It would be really helpful if somebody could check my argument! Marcus suggests something else but I (think) I found another proof. So here goes:
First of all let's set the stage: Let $L/K$ be a Galois extension of number fields with Galois group $G$. Let $\mathfrak{q}$ be a prime of the ring of integers $\mathcal{O}_L$ of $L$ lying above a prime $\mathfrak{p}$ of the ring of integers $\mathcal{O}_K$ of $K$. We define the ramification groups for $m \geqslant 0$ as follows: $$ V_m = \{\sigma \in G: \sigma(\alpha) \equiv \alpha \pmod{\mathfrak{q}^{m+1}}\quad \forall \alpha \in \mathcal{O}_L \} .$$
Fix any element $\pi \in \mathfrak{q}-\mathfrak{q}^2$ (such an element exists by unique factorization of ideals in a Dedekind domain). Let $\sigma \in V_{m-1}$, $m>0$ (this will be referred to as Assumption 1). We assume that $\sigma(\pi) \equiv \pi\pmod{\mathfrak{q}^{m+1}}$ (this will be referred to as Assumption 2).
In the first part of the problem we proved that $ \sigma(\alpha) \equiv \alpha \pmod{\mathfrak{q}^{m+1}}\quad\forall \alpha \in \pi\mathcal{O}_L $.
Now we want to prove $\sigma(\alpha) \equiv \alpha\pmod{\mathfrak{q}^{m+1}}\quad \forall \alpha \in \mathfrak{q}$. So now I'll start writing my proof.

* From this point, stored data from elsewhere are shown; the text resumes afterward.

PR #8368, opened 2024-04-21
Site: exlude old releases from search index, fix released-version title and page-dir

snazy:
The site search index currently returns results for _all_ Nessie versions, but should better only return results for the latest released version.

### DIFF
--- a/site/bin/_lib.sh
+++ b/site/bin/_lib.sh
@@ -131,9 +131,13 @@ create_latest () {
   rm -rf build/versions/latest/
   mkdir build/versions/latest/
 
-  # Create symbolic links and copy configuration files for the 'latest' documentation
-  ln -s "../${version}/docs" build/versions/latest/docs
+  # Copy docs + configuration files for the 'latest' documentation
+  cp -rL "build/versions/${version}/docs" build/versions/latest/
   cp "build/versions/${version}/mkdocs.yml" build/versions/latest/
+
+  # Exclude the latest-version-NUMBER directory from the search index
+  # (keeps the 'nessie-latest' in the search index)
+  search_exclude_versioned_docs "build/versions/${version}"
 
   cd build/versions/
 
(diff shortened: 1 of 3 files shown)


site/bin/_lib.sh
```diff
@@ -131,10 +131,14 @@ create_latest () {
   rm -rf build/versions/latest/
   mkdir build/versions/latest/
 
-  # Create symbolic links and copy configuration files for the 'latest' documentation
-  ln -s "../${version}/docs" build/versions/latest/docs
+  # Copy docs + configuration files for the 'latest' documentation
+  cp -rL "build/versions/${version}/docs" build/versions/latest/
```
snazy, line 135: Necessary to have only `nessie-latest` in the search index.

site/bin/_lib.sh
```diff
@@ -165,21 +169,33 @@ update_version () {
...
+  echo "     ... in ${version_docs_dir}"
 
-  cd "${version}/docs/"
+  cd "${version_docs_dir}"
 
   # Modify .md files to exclude versioned documentation from search indexing
-  python3 -c "import os
-for f in filter(lambda x: x.endswith('.md'), os.listdir()): lines = open(f).readlines(); open(f, 'w').writelines(lines[:2] + ['search:\n', '  exclude: true\n'] + lines[2:]);"
+  python3 -c "import glob
+for f in glob.glob('./**/*.md', recursive=True):
```
snazy, line 189: Prepraration, if we have in-dev-docs in directories.

site/bin/_lib.sh
```diff
@@ -165,21 +169,33 @@ update_version () {
...
+  # Generated docs are only included and become part of another page.
+  if not \"/generated-docs\" in f:
+    lines = open(f).readlines()
+    # Add an empty front-matter, if not present.
+    if lines[0] != '---\n':
```
snazy, line 194: Files that don't have an existing "front-matter"; would look odd otherwise.

site/bin/_lib.sh
```diff
@@ -258,14 +281,17 @@ release() {
   mv "${target}/docs/index-release.md" "${target}/docs/index.md"
 
   echo "     ... replace title in versioned mkdocs.yml"
-  sed -i'' -E "s/(^site_name:[[:space:]]+).*$/\1\"Nessie ${version}\"/" "${target}/mkdocs.yml"
+  sed -i'' -E "s/(^site_name:[[:space:]]+).*$/\1\"Nessie ${RELEASE_VERSION}\"/" "${target}/mkdocs.yml"
```
snazy, line 284: This is actually a fix

site/in-dev/index-release.md
```diff
@@ -1,3 +1,7 @@
+---
```
snazy, line 1: Technically not necessary, but probably good practice

site/bin/_lib.sh
adutra: This is the same command as the one in line 166. Don't we need to distinguish Darwin vx Linux here too?

adutra: Hmm I see; you are assuming this is always executed by Github CI as part of the release process.

PR #8382, opened 2024-04-23
Helm charts: add support for AWS profiles

adutra:


helm/nessie/README.md
```diff
@@ -76,10 +76,11 @@ $ helm uninstall --namespace nessie-ns nessie
 | cassandra.contactPoints | string | `nil` |  |
 | cassandra.keyspace | string | `"nessie"` |  |
 | cassandra.localDatacenter | string | `nil` |  |
+| dynamodb.profile | string | `"default"` | The name of the profile that should be used, when loading AWS credentials from a profile file. Required only if no secret is provided below. |
```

So let $\alpha \in \mathfrak{q}$. Of course, $\pi \alpha \in \pi \mathcal{O}_L$. Applying what we proved in the first part of the problem for the element $\pi \alpha$ we get $\sigma(\pi \alpha) \equiv \pi \alpha \pmod{\mathfrak{q}^{m+1}}$. That it we get: $$ \sigma(\pi \alpha) - \pi \alpha \in \mathfrak{q}^{m+1}. \tag{1} $$ On the other hand, Assumption 1 implies that $\sigma(\pi) \equiv \pi\pmod{\mathfrak{q}^m}$ (since $\pi \in \mathcal{O}_L$). That is, $\sigma(\pi) - \pi \in \mathfrak{q}^m$. By assumption though, $\alpha \in \mathfrak{q}$. Hence, $\alpha \cdot (\sigma(\pi) - \pi) \in \mathfrak{q}^{m+1}$. Hence, $$ \alpha \sigma(\pi) - \alpha \pi \in \mathfrak{q}^{m+1}. \tag{2}$$ Combining relations $(1)$ and $(2)$ yields $\sigma(\pi \alpha) - \alpha \sigma(\pi) \in \mathfrak{q}^{m+1}$. That is $$ \sigma(\pi) \cdot \sigma(\alpha) - \sigma(\pi) \alpha \in \mathfrak{q}^{m+1}.\tag{3}$$ Now, we know that $\sigma^{-1}(\mathcal{O}_L)=\mathcal{O}_L$. Therefore $\sigma^{-1}(\pi) \in \mathcal{O}_L$. Multiplying relation $(3)$ with $\sigma^{-1}(\pi)$ (and taking of course advantage of the fact that $\mathfrak{q}^{m+1}$ is an ideal of $\mathcal{O}_L$ ) gives us: $\sigma^{-1}(\pi) \cdot (\sigma(\pi) \sigma(\alpha) - \sigma(\pi) \alpha) \in \mathfrak{q}^{m+1} $. That is $\sigma(\alpha) - \alpha \in \mathfrak{q}^{m+1}$. Of course, this is equivalent to $\sigma(\alpha) \equiv \alpha \pmod{\mathfrak{q}^{m+1}}$, which is what we wanted to prove.
If something doesn't seem right please let me know! Thanks !
Take $z\in O_L/q^{m+1}$ such that $z$ has of order $N(q)-1$ in $(O_L/q)^\times$, then $\zeta=z^{N(q)^{m+1}}$ has order $N(q)-1$ in $(O_L/q^{m+1})^\times$.
Let $S=\{ \zeta^n, n \ge 0\}\cup 0$.
As a set $$O_L/q^{m+1}=\{ \sum_{j=0}^m s_j \pi^j, s_j\in S\}$$
If $\sigma\in V_0$ then $\sigma(q)=q$ so that $\sigma(q^{m+1})=q^{m+1}$ and $\sigma\in Aut(O_L/q^{m+1})$. Moreover $\sigma(\zeta)=\zeta$.
Therefore $\sigma(a)=a$ for all $a\in O_L/q^{m+1}$ iff $\sigma(\pi)=\pi\in O_L/q^{m+1}$.